FIGURE 7. Human-in-the-loop optimization histories of participants: the pattern of shoe heel height (A) and pylon height (B) optimization during the HIL optimization for each participant. The colors of the lines relate to the convergence metric where the dark blue lines represent participants who converged in 4 combinations, and the light blue lines represent participants who did not converge to an optimal combination. The optimization history pattern is plotted relative to the final optimal parameter setting determined by the HIL optimization to visually see the convergence. As such, each line ends at 0 on the vertical axis. The dashed lines represent the band that was used to determine whether the algorithm achieved convergence or not. More specifically, we considered the algorithm to have converged if the prescribed parameter combination stayed within a band of ± 1 (n = 8).

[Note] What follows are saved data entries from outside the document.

PR #5742, opened 2021-01-19
[luci] Fix assert in Concat shape inference rule

llFreetimell:
If one of dimensions in `axis` are unknown, it can also be accepted.
This commit will fix the assert in shape inference rule of `CircleConcat`.

### DIFF
--- a/compiler/luci/service/src/CircleShapeInferenceRule.cpp
+++ b/compiler/luci/service/src/CircleShapeInferenceRule.cpp
@@ -549,7 +549,8 @@ loco::NodeShape infer_concatenation(const luci::CircleConcatenation *node)
       if (j == static_cast<uint32_t>(axis))
         output_shape.dim(j) = output_shape.dim(j).value() + input_shape.dim(j).value();
       else
-        assert(output_shape.dim(j) == input_shape.dim(j));
+        assert(!output_shape.dim(j).known() || !input_shape.dim(j).known() ||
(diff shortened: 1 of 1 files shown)


compiler/luci/service/src/CircleShapeInferenceRule.cpp
```diff
@@ -549,7 +549,8 @@ loco::NodeShape infer_concatenation(const luci::CircleConcatenation *node)
       if (j == static_cast<uint32_t>(axis))
         output_shape.dim(j) = output_shape.dim(j).value() + input_shape.dim(j).value();
```
seanshpark, line 550: Then for this line, if we add conditions, would it be like this?
```cxx
assert(output_shape.dim(j).known() && input_shape.dim(j).known());
output_shape.dim(j) = output_shape.dim(j).value() + input_shape.dim(j).value();
```
if so, how about adding it?

seanshpark: It is because, using `known()` is added existing codes which we didn't check but for now, it would be better to check..

llFreetimell: I will add a comment about this :)

seanshpark (approved):
LGTM thank you!

mhs4670go (approved):
LGTM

There are some limitations to this study. Participants were recruited for this experiment through convenience sampling on a college campus. Although the recruitment age ranges from 19 to 45, the sample may only represent part of the population. Concerning the protocol, not all parts of the experiment were randomized. It is possible that some of the differences between the sweep and HIL optimum could be due to adaptation or fatigue. However, we think the habituation was sufficient since the purpose of the study was to compare the efficiency of the optimization algorithm. While similar prosthesis simulators have been used to simulate walking with a prosthesis, the findings from this study likely do not reflect persons with amputation. To validate the results of this study, the protocol could be implemented as a case study on a person with an amputation. With this, it could be possible that the optimization algorithm could improve as persons with an amputation who have experience walking with a prosthesis could have a more consistent gait pattern. It is known that persons with amputation have and need much more time to be able to get used to walking with a prosthesis (Barr et al., 2012; Ray et al., 2018), increasing the chance for a more consistent gait pattern. This higher consistency has the potential to make the optimization process more straightforward.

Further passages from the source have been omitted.